Notes on Low Degree L-Data

TL;DR

This paper extends the analysis of $L$-data and their degrees, exploring the connection to automorphic representations and zeros of $L$-functions, generalizing previous results to degrees less than 2.

Contribution

The paper extends Booker’s methods to analyze $L$-data with degree less than 2, broadening the understanding of their automorphic nature and zeros of associated $L$-functions.

Findings

Extended Booker’s results to $0 \\leq d < 2$

Connected $L$-data degrees to automorphic representations

Discussed applications to zeros of automorphic $L$-functions

Abstract

These notes are an extended version of a talk given by the author at the conference "Analytic Number Theory and Related Areas", held at Research Institute for Mathematical Sciences, Kyoto University in November 2015. We are interested in "$L$-data", an axiomatic framework for $L$-functions introduced by Andrew Booker in 2013. Associated to each $L$-datum, one has a real number invariant known as the degree. Conjecturally the degree $d$ is an integer.

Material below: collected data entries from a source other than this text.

PR #3981, opened 2021-11-29
Call PortProvider.listen sooner

robertknight:
Call `listen` immediately after creating the PortProvider, before
creating the sidebar.

This will allow us to rule out the possibility that the sidebar sometimes fails
to connect to the PortProvider because an error occurred in the annotator code
after creating the sidebar iframe but before calling `PortProvider.listen`,
resulting in the PortProvider listener not being created.

### DIFF
--- a/src/annotator/index.js
+++ b/src/annotator/index.js
@@ -53,6 +53,7 @@ function init() {
 
     const hypothesisAppsOrigin = new URL(sidebarConfig.sidebarAppUrl).origin;
     portProvider = new PortProvider(hypothesisAppsOrigin);
+    portProvider.listen();
 
     sidebar = new Sidebar(document.body, eventBus, guest, sidebarConfig);
     notebook = new Notebook(document.body, eventBus, getConfig('notebook'));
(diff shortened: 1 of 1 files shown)


src/annotator/index.js
```diff
@@ -53,15 +53,14 @@ function init() {
 
     const hypothesisAppsOrigin = new URL(sidebarConfig.sidebarAppUrl).origin;
     portProvider = new PortProvider(hypothesisAppsOrigin);
+    portProvider.listen();
```
esanzgar, line 56: If the portProvider starts listening at this point, there is a risk that a `Guest` able to discover the host and triggers the `frameConnected` event before the `Sidebar` is created.

robertknight: Any messages posted to the host frame won't be handled until the next turn of the event loop. With this change we are still registering the listener in the same event loop turn, just earlier.

esanzgar (commented):
`PortProvider#listen` must be called after registering the `frameConnected` callbacks.

src/annotator/index.js
esanzgar: OK, then I will approve the PR.

esanzgar (approved):
Robert has confirmed that the `frameConnected` won't be triggered before the Sidebar is created.

PR #3982, opened 2021-11-30
Remove `AnnotatorSync` class

esanzgar:
Through a progressive series of commits I was able to remove `AnnotatorSync` class and simplify the messages that are sent between the host and the sidebar frames.

Each commit explains the actual change.


src/sidebar/services/frame-sync.js
```diff
@@ -109,9 +113,15 @@ export class FrameSyncService {
     watch(
       this._store.subscribe,
       [() => this._store.allAnnotations(), () => this._store.frames()],
+      /**
+       * @param {[Annotation[], Frame[]]} arg0
+       * @param {[Annotation[]]} arg1
```
robertknight, line 118:
```suggestion
       * @param {[Annotation[], Frame[]]} current
       * @param {[Annotation[]]} prev
```

Even though `arg0` and `arg1` are not referenced here, we might as well give them more meaningful names for the reader's benefit.

src/sidebar/services/frame-sync.js
```diff
@@ -165,34 +175,36 @@ export class FrameSyncService {
...
-      if (!this._store.isLoggedIn()) {
-        this._hostRPC.call('openSidebar');
-        this._store.openSidebarPanel('loginPrompt');
-        this._guestRPC.call('deleteAnnotation', formatAnnot(annot));
-        return;
-      }
-      this._inFrame.add(event.tag);
+    this._guestRPC.on(
+      'createAnnotation',
+      (/** @type {AnnotationSafeData} */ annot) => {
```
robertknight, line 180: I think you'll need to use an `@param {Type} paramName` annotation _above_ the closure here for TS to use it. See for example uses of `@param` in various `createSelector` calls in store modules.

src/types/annotator.js
```diff
@@ -26,7 +26,7 @@
 /**
  * An object representing an annotation in the document.
  *
- * @typedef AnnotationData
+ * @typedef AnnotationSafeData
```
robertknight, line 29: I do think it would be good to clarify the difference between this type and the API `Annotation`, and to use a different name. I'm not sure about the proposed name, it's a bit unwieldy.

src/annotator/guest.js
```diff
@@ -367,6 +352,17 @@ export default class Guest {
...
+    this._sidebarRPC.on(
+      'deleteAnnotation',
+      /** @type {string} */ tag => this.detach(tag)
+    );
+
+    this._sidebarRPC.on(
+      'loadAnnotations',
+      (/** @type {AnnotationSafeData[]} */ annotations) =>
+        annotations.forEach(annotation => this.anchor(annotation))
+    );
```
robertknight, line 364: Since `anchor` is asynchronous there is a race condition here if a `deleteAnnotation` event is received for an annotation while it is being anchored. The `detach` method operates on the `this.anchors` array, but loaded annotations are not added to that until the end of the `anchor` method.

src/annotator/guest.js
```diff
@@ -367,6 +352,17 @@ export default class Guest {
       this.setHighlightsVisible(showHighlights);
     });
 
+    this._sidebarRPC.on(
+      'deleteAnnotation',
+      /** @type {string} */ tag => this.detach(tag)
```
robertknight, line 357: Using `@type` here doesn't work, and unfortunately TS doesn't complain if a JSDoc annotation is not successfully attached to a value. This works:

```js
    this._sidebarRPC.on(
      'deleteAnnotation',
      /** @param {string} tag */
      tag => this.detach(tag)
    );
```

robertknight (changes requested):
The overall direction of the changes here looks great. I like the removal of more low-value indirection in the guest <-> sidebar interactions.

I'm not keen on the `AnnotationSafeData` name. It feels a bit wordy for such a common type in the annotator and the meaning of "safe" is not explained in the docs. It is only explained in the `formatAnnotation` function in the sidebar. My suggestion would be to separate that change into a different PR.

I also found a race condition if annotations are unloaded while they are being anchored, which could cause a mismatch between what is displayed in the sidebar and what is displayed in the page.

src/annotator/guest.js
esanzgar: Yes, sorry. I have made similar mistakes it works if it is wrapped in parenthesis.
`(/** @type {string} */ tag) => this.detach(tag)`, but I have forgotten to add the parenthesis.

I

src/sidebar/services/frame-sync.js
esanzgar: Yes, you are correct. I made those changes in this PR: https://github.com/hypothesis/client/pull/3983

src/sidebar/services/frame-sync.js
esanzgar: 👍🏼

src/annotator/guest.js
esanzgar: Would an `await` here fix the race condition?

esanzgar:
```
    async annotations =>
        await Promise.all(
          annotations.map(annotation => this.anchor(annotation))
        )
```

esanzgar: This seems to be a pre-existing issue, isn't it?

robertknight: > Would an await here fix the race condition?

No. Think about what is happening here. The proposed code will just result in the `loadAnnotations` RPC method handler receiving a promise indicating when the operation is complete. `Bridge`/`PortRPC` won't do anything with that promise though. The race here is between the `detach` method, which relies on the annotation having been added to the `this.anchors` array, and `anchor` which only adds the anchor to that array asynchronously.

The one solution would be to keep track of annotations that are currently being anchored and defer de-anchoring for them in the `deleteAnnotations` callback.

> This seems to be a pre-existing issue, isn't it?

This is true. Perhaps the expedient thing would be to note the issue in a comment and address it in a separate PR.

PR #3983, opened 2021-11-30
Remove `AnnotationSync` utility

esanzgar:
AnnotationSync utility didn't have a clear purpose, except for assigning a
temporarily `$tag` to newly created annotations. For that, it used an
internal cache of annotation objects from the Guest, that were mutated
in-place. `AnnotationSync` used a very indirect method of communication
to the `Guest`, using an event emitter, even though their mutual
relationship was quite straightforward.

In this PR, we have:

* Simplified the messages that are sent between the host and the
  sidebar. We have assumed that a `$tag` value is always present if it
  comes from the `sidebar`, and a temporarily `$tag` is assigned in the
  `Guest` class for newly created annotations. Therefore, the type of
  the message sent between these two frames can be simplified to always
  be of the shape of `AnnotationData`, a safe version of `Annotation`.

* Added a few missing types.

* Changed the RPC method `deleteAnnotation` to send astring tag, similar
  to other RPC methods, like `focusAnnotations` or `scrollToAnnoation`.
  As a consequence of that we changed the `Guest#detach` method
  signature.

On a second commit I fix the tests


src/annotator/guest.js
```diff
@@ -305,55 +300,53 @@ export default class Guest {
...
-      this._focusedAnnotations.clear();
-      tags.forEach(tag => this._focusedAnnotations.add(tag));
-
-      for (let anchor of this.anchors) {
-        if (anchor.highlights) {
-          const toggle = tags.includes(anchor.annotation.$tag);
-          setHighlightsFocused(anchor.highlights, toggle);
+    this._sidebarRPC.on(
+      'focusAnnotations',
+      /** @param {string[]} tags */
```
esanzgar, line 308: No change on this callback, except adding the type.

src/annotator/guest.js
```diff
@@ -305,55 +300,53 @@ export default class Guest {
...
-      // section of the page that needs to be un-collapsed.
-      const event = new CustomEvent('scrolltorange', {
-        bubbles: true,
-        cancelable: true,
-        detail: range,
-      });
-      const defaultNotPrevented = this.element.dispatchEvent(event);
+    this._sidebarRPC.on(
+      'scrollToAnnotation',
+      /** @param {string} tag */
```
esanzgar, line 324: No change on this callback, except adding the type.

src/annotator/guest.js
```diff
@@ -499,21 +503,21 @@ export default class Guest {
     this._updateAnchors(this.anchors.concat(anchors), true /* notify */);
 
     // Let other frames (eg. the sidebar) know about the new annotation.
-    this._annotationSync.sync([annotation]);
+    this._sidebarRPC.call('syncAnchoringStatus', annotation);
```
esanzgar, line 506: Changed this RPC method to send a single (safe) annotation, instead of an array.

src/annotator/guest.js
```diff
@@ -499,21 +503,21 @@ export default class Guest {
...
 
     return anchors;
   }
 
   /**
    * Remove the anchors and associated highlights for an annotation from the document.
    *
-   * @param {AnnotationData} annotation
+   * @param {string} tag
```
esanzgar, line 514: A string is more convenient here.

src/sidebar/services/frame-sync.js
```diff
@@ -8,29 +8,33 @@ import { isReply, isPublic } from '../helpers/annotation-metadata';
...
+export function formatAnnot({ $tag, document, target, uri }) {
   return {
-    tag: ann.$tag,
-    msg: {
-      document: ann.document,
-      target: ann.target,
-      uri: ann.uri,
-    },
+    $tag,
+    document: { title: document.title, link: [{ href: target[0].source }] },
```
esanzgar, line 35: I needed to format it a little the returned object, to make it fully compatible with `AnnotationData`.

src/annotator/test/guest-test.js
```diff
@@ -427,6 +395,34 @@ describe('Guest', () => {
         );
       });
     });
+
+    describe('on "loadAnnotations" event', () => {
+      it('anchors annotations', () => {
+        const guest = createGuest();
+        const ann1 = { id: 1, $tag: 'tag1' };
+        const ann2 = { id: 2, $tag: 'tag2' };
+        sandbox.stub(guest, 'anchor');
```
robertknight, line 404: I think this follows the pattern of the previous tests. This will do for now, although stubbing an internal method is not ideal, as what you want to check really are the externally visible effects of anchoring. One way to do this is to listen for the `anchorsChanged` event that is emitted when anchoring completes.

src/annotator/test/guest-test.js
```diff
@@ -788,10 +784,10 @@ describe('Guest', () => {
       ]);
     });
 
-    it('sets `$tag` to a falsey value', async () => {
+    it('sets `$tag` to a temporarily value', async () => {
```
robertknight, line 787:
```suggestion
    it('sets `$tag` to a temporary value', async () => {
```

src/annotator/test/guest-test.js
```diff
@@ -1047,53 +1043,72 @@ describe('Guest', () => {
   });
 
   describe('#detach', () => {
+    let index = 0;
```
robertknight, line 1046: This could use a slightly more descriptive name, eg. `nextTagId`.

src/sidebar/services/frame-sync.js
```diff
@@ -8,29 +8,33 @@ import { isReply, isPublic } from '../helpers/annotation-metadata';
...
  * @typedef {import('../../types/bridge-events').SidebarToGuestEvent} SidebarToGuestEvent
  * @typedef {import('../../types/bridge-events').GuestToSidebarEvent} GuestToSidebarEvent
  * @typedef {import('../../shared/port-rpc').PortRPC} PortRPC
+ * @typedef {import('../store/modules/frames').Frame} Frame
  */
 
 /**
  * Return a minimal representation of an annotation that can be sent from the
- * sidebar app to a connected frame.
+ * sidebar app to the host frame.
```
robertknight, line 23:
```suggestion
 * sidebar app to a guest frame.
```

Annotations are displayed in guest frames, which may or may not be a host frame.

src/sidebar/services/frame-sync.js
robertknight, line 35: Does anything in the guest frame make use of the `document` property of annotations sent _to_ it as opposed to received _from_ it (when creating a new annotation). If not, then maybe we could avoid sending this information entirely.

src/sidebar/store/modules/frames.js
```diff
@@ -18,6 +18,7 @@ import { createStoreModule } from '../create-store';
  *   - Sub-frames will all have a id (frame identifier) set. The main frame's id is always `null`
  * @prop {DocumentMetadata} metadata - Metadata about the document currently loaded in this frame
  * @prop {string} uri - Current primary URI of the document being displayed
+ * @prop {boolean} [isAnnotationFetchComplete]
```
robertknight, line 21: The data model could be simplified here by making this property mandatory, in which case it will need to be set to `false` as part of the `connectFrame` action.

src/annotator/guest.js
```diff
@@ -499,21 +509,26 @@ export default class Guest {
...
    * @param {boolean} [notify] - For internal use. Whether to emit an `anchorsChanged` notification
    */
-  detach(annotation, notify = true) {
+  detach(tag, notify = true) {
+    if (!this._anchoringCompleted) {
```
robertknight, line 524: As noted above, a boolean variable won't be sufficient here.

robertknight (changes requested):
A boolean variable is not going to work for handling the race between `loadAnnotations` and `deleteAnnotation` calls. I sketched out a possible solution, but since there was an existing problem here, I think it would be pragmatic to remove the attempted workaround and file an issue to address it in a later PR.

Otherwise I just had some minor comments and once the above issue and these are addressed, we can get this merged.

src/annotator/guest.js
```diff
@@ -367,6 +361,23 @@ export default class Guest {
...
+    );
+
+    this._sidebarRPC.on(
+      'loadAnnotations',
+      /** @param {AnnotationData[]} annotations */
+      async annotations => {
+        await Promise.all(
+          annotations.map(annotation => this.anchor(annotation))
+        );
+        this._anchoringCompleted = true;
```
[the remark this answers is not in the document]
esanzgar: > annotations can be sent to guest frames in an any number of loadAnnotations calls

Ah... I see, I thought annotations were sent only once. Wrong assumption, sorry. I will delete

src/annotator/test/guest-test.js
esanzgar: 👍🏼

src/annotator/guest.js
esanzgar: Yes, it is clear, thanks.

src/sidebar/services/frame-sync.js
esanzgar: `document` is not used in `Guest#anchor`. In the last commit, I have made the `document` property optional, that forced me to add an empty `document.title` on `FrameSync`. Let me know what you think.

esanzgar:
I dropped the commit that incorrectly tried to address the issue sync issue with `Guest#detach`. This is ready for a second review.

src/annotator/test/guest-test.js
```diff
@@ -788,10 +784,10 @@ describe('Guest', () => {
       ]);
     });
 
-    it('sets `$tag` to a falsey value', async () => {
+    it('sets `$tag` to a temporary value', async () => {
```
robertknight, line 787: "Temporary" is perhaps ambiguous here. It is "temporary" in the sense that it will change when the page is reloaded and the annotation is re-fetched from the server. It is not "temporary" in the sense that it won't change as long as the annotation is present in the page. Perhaps better to just say "sets $tag property".

robertknight (approved):
LGTM.

src/annotator/test/guest-test.js
esanzgar: 👍🏼

PR #3985, opened 2021-11-30
Capture errors responding to port requests in the host frame and forward them to Sentry

robertknight:
This PR adds infrastructure that will enable us to gain visibility into errors happening in specifically wrapped blocks of Hypothesis code in the host frame. This is then used to check for errors happening during handling of port requests in `PortProvider#listen`.

This infrastructure works as follows:

1. In the annotator code, the sidebar iframe is created and a `sendErrorsTo` function is called to indicate which frame should handle captured errors from the host frame
2. In the sidebar iframe's Sentry client, `handleErrorsInFrames` is called to register a callback for errors from the host frame and send them to Sentry
3. In the annotator code, callbacks can be wrapped using a `captureErrors` function to capture any errors that the callback throws and forward them to the current handler frame. Alternatively a `sendError` function can be used from the `catch` block of a try-catch handler.

All captured errors have a `context` string to indicate where they came from, which is exposed in Sentry reports as a `context` tag.

This initial PR only supports reporting errors in browsers which can clone Errors when calling `window.postMessage`, which is currently only Chrome. In other browsers a warning is logged. We can address this in future by adding a fallback code path to pseudo-clone errors in these browsers.

This is part of the investigation into https://github.com/hypothesis/client/issues/3986.

---

Example of a Sentry report created by a dummy error thrown in `PortProvider#listen`:

Sentry forwarded error

In the context of the ongoing errors when creating the sidebar-host channel, this exception will show up in the breadcrumbs:

Sentry frame error in breadcrumbs

### DIFF
--- a/src/shared/test/frame-error-capture-test.js
+++ b/src/shared/test/frame-error-capture-test.js
@@ -1,0 +1,144 @@
+import { delay } from '../../test-util/wait';
+import {
+  captureErrors,
+  handleErrorsInFrames,
+  sendError,
+  sendErrorsTo,
+} from '../frame-error-capture';
+
+describe('shared/frame-error-capture', () => {
+  let errorEvents;
+
+  function handleMessage(event) {
+    if (event.data.type === 'hypothesis-error') {
+      errorEvents.push(event.data);
+    }
+  }
+
+  beforeEach(() => {
+    errorEvents = [];
+    window.addEventListener('message', handleMessage);
+  });
+
+  afterEach(() => {
+    window.removeEventListener('message', handleMessage);
+    sendErrorsTo(null);
+  });
+
+  describe('captureErrors', () => {
+    it('returns wrapped callback', () => {
+      const callback = captureErrors((a, b) => a * b, 'Testing captureErrors');
+      const result = callback(7, 8);
+      assert.equal(result, 56);
+    });
+
+    it('captures errors and forwards them to the current handler frame', async () => {
+      sendErrorsTo(window);
+
+      const error = new Error('Test error');
+      const callback = captureErrors(() => {
+        throw error;
+      }, 'Testing captureErrors');
+
+      assert.throws(() => {
+        callback();
+      }, 'Test error');
+
+      await delay(0);
+
+      assert.equal(errorEvents.length, 1);
+      assert.match(errorEvents[0], {
+        context: 'Testing captureErrors',
+        error: sinon.match({ message: 'Test error' }),
+        type: 'hypothesis-error',
+      });
+    });
+
+    it('does not forward errors if there is no handler frame', () => {
+      const callback = captureErrors(() => {
+        throw new Error('Test error');
+      }, 'Testing captureErrors');
+
+      assert.throws(() => {
+        callback();
+      }, 'Test error');
+
+      assert.equal(errorEvents.length, 0);
+    });
+
+    it('ignores errors forwarding error to handler frame', () => {
+      try {
+        sinon
+          .stub(window, 'postMessage')
+          .throws(new Error('postMessage error'));
+        sinon.stub(console, 'warn');
+
+        sendErrorsTo(window);
+        const callback = captureErrors(() => {
+          throw new Error('Test error');
+        }, 'Testing captureErrors');
+
+        assert.throws(() => {
+          callback();
+        }, 'Test error');
+
+        assert.calledOnce(window.postMessage);
+        assert.calledOnce(console.warn);
+      } finally {
+        console.warn.restore();
+        window.postMessage.restore();
+      }
+    });
+  });
+
+  describe('handleErrorsInFrames', () => {
+    it('invokes callback when an error is received', async () => {
+      const receivedErrors = [];
+
+      const removeHandler = handleErrorsInFrames((error, context) => {
+        receivedErrors.push({ error, context });
+      });
+
+      try {
+        sendErrorsTo(window);
+        sendError(new Error('Test error'), 'Test context');
+
+        await delay(0);
+
+        assert.equal(receivedErrors.length, 1);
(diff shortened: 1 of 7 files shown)


esanzgar (commented):
I am concern about possibly losing messages. Currently, if any errors happen before the  `Sidebar` (`src/annotator/sidebar.js`) is instantiated they will be lost.

Have you considered using `MessageChannel`?

`src/annnotator/sentry.js`
```
const {port1, port2} = new MessageChannel();

export function sendError(...) {
  port1.postMessage(....)
} 

export function captureErrors(...) {
}

logic to listen and handle the request of port2
```

`src/sidebar/util/sentry.js`
```
...
request and receive port2

port2.start()
port2.addEventListener((error, context) => Sentry.captureException(...));


export function reset(){
  port2?.stop();
}
```

src/shared/test/frame-error-capture-test.js
```diff
@@ -0,0 +1,144 @@
...
+
+      assert.equal(errorEvents.length, 1);
+      assert.match(errorEvents[0], {
+        context: 'Testing captureErrors',
+        error: sinon.match({ message: 'Test error' }),
+        type: 'hypothesis-error',
+      });
+    });
+
+    it('does not forward errors if there is no handler frame', () => {
```
esanzgar, line 57: This test belongs more to the `sendError` function.

src/shared/test/frame-error-capture-test.js
```diff
@@ -0,0 +1,144 @@
...
+      }, 'Testing captureErrors');
+
+      assert.throws(() => {
+        callback();
+      }, 'Test error');
+
+      assert.equal(errorEvents.length, 0);
+    });
+
+    it('ignores errors forwarding error to handler frame', () => {
```
esanzgar, line 69: Again this is more a test for `sendError`, which it would simplify the test.

src/shared/test/frame-error-capture-test.js
```diff
@@ -0,0 +1,144 @@
...
+        sinon.stub(console, 'warn');
+
+        sendErrorsTo(window);
+        const callback = captureErrors(() => {
+          throw new Error('Test error');
+        }, 'Testing captureErrors');
+
+        assert.throws(() => {
+          callback();
+        }, 'Test error');
```
esanzgar, line 83:
```suggestion
        sendError(new Error(), 'Text context');

```

src/shared/test/frame-error-capture-test.js
```diff
@@ -0,0 +1,144 @@
...
+        assert.equal(receivedErrors.length, 1);
+        assert.equal(receivedErrors[0].error.message, 'Test error');
+        assert.equal(receivedErrors[0].context, 'Test context');
+      } finally {
+        removeHandler();
+      }
+    });
+  });
+
+  // Integration test that combines `captureErrors` and `handleErrorsInFrames`.
```
esanzgar, line 117: I will move this test to the above `describe`, which I also consider an integration test:
`sendError` -> postMessage -> `handleErrorsInFrames`. This tests one more function: `captureErrors` -> `sendError` -> postMessage -> `handleErrorsInFrame`.

src/sidebar/util/sentry.js
```diff
@@ -12,6 +13,9 @@ import warnOnce from '../../shared/warn-once';
 let eventsSent = 0;
 const maxEventsToSendPerSession = 5;
 
+/** @type {(() => void)|null} */
+let removeFrameErrorHandler;
```
esanzgar, line 17:
```suggestion
let removeFrameErrorHandler = null;
```

esanzgar (approved):
[After a chat about the robustness of this code](https://hypothes-is.slack.com/archives/C1M8NH76X/p1638372530056200), we have agreed that this code is a simple as possible for the moment, to help with debugging the inter-frame communication issue.

> I agree that it would be better to implement a more robust delivery mechanism, once we can rule out problems with `MessageChannel`/`MessagePort` APIs.

Left a few comments about the tests.

src/shared/test/frame-error-capture-test.js
```diff
@@ -0,0 +1,144 @@
...
+    errorEvents = [];
+    window.addEventListener('message', handleMessage);
+  });
+
+  afterEach(() => {
+    window.removeEventListener('message', handleMessage);
+    sendErrorsTo(null);
+  });
+
+  describe('captureErrors', () => {
```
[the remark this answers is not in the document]
robertknight: I agree. I did this originally because `captureErrors` was the "main" API that other modules used. I've split this now so that `captureErrors` has a basic test that an error gets sent in the happy path, and there are now explicit tests for `sendErrors` that handle the failure cases.

src/shared/test/frame-error-capture-test.js
robertknight: I agree. I've added a separate block of tests for `sendError`.

src/shared/test/frame-error-capture-test.js
robertknight: Done!

src/sidebar/util/sentry.js
robertknight: Done

src/sidebar/util/test/sentry-test.js
```diff
@@ -198,6 +204,21 @@ describe('sidebar/util/sentry', () => {
       // be omitted from the report.
       assert.deepEqual(event.extra, {});
     });
+
+    it('registers a handler for errors in other frames', () => {
```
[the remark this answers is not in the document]
robertknight: We don't currently have tests for `reset` as it exists only for use in the tests. The actual application never calls it. I added a comment to clarify this.

robertknight:
Thanks for the feedback. I'm going to get this merged so we can see if it turns up any issues in production.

Moreover, if $d\in\mathbb{N}$ then one expects that the $L$-datum is that of a $GL_n(\mathbb{A}_F)$-automorphic representation, for some number field $F$. In fact, if $F=\mathbb{Q}$, then $n=d$. This statement was shown to be true for $0\leq d<5/3$ by Booker in his pioneering paper, and in these notes we consider an extension of his methods to $0\leq d<2$. This is simultaneously a generalisation of Booker's result and the results and techniques of Kaczorowski--Perelli in the Selberg class (the best known to date). Furthermore, we consider applications to zeros of automorphic $L$-functions. In these notes we review Booker's results and announce new ones to appear elsewhere shortly.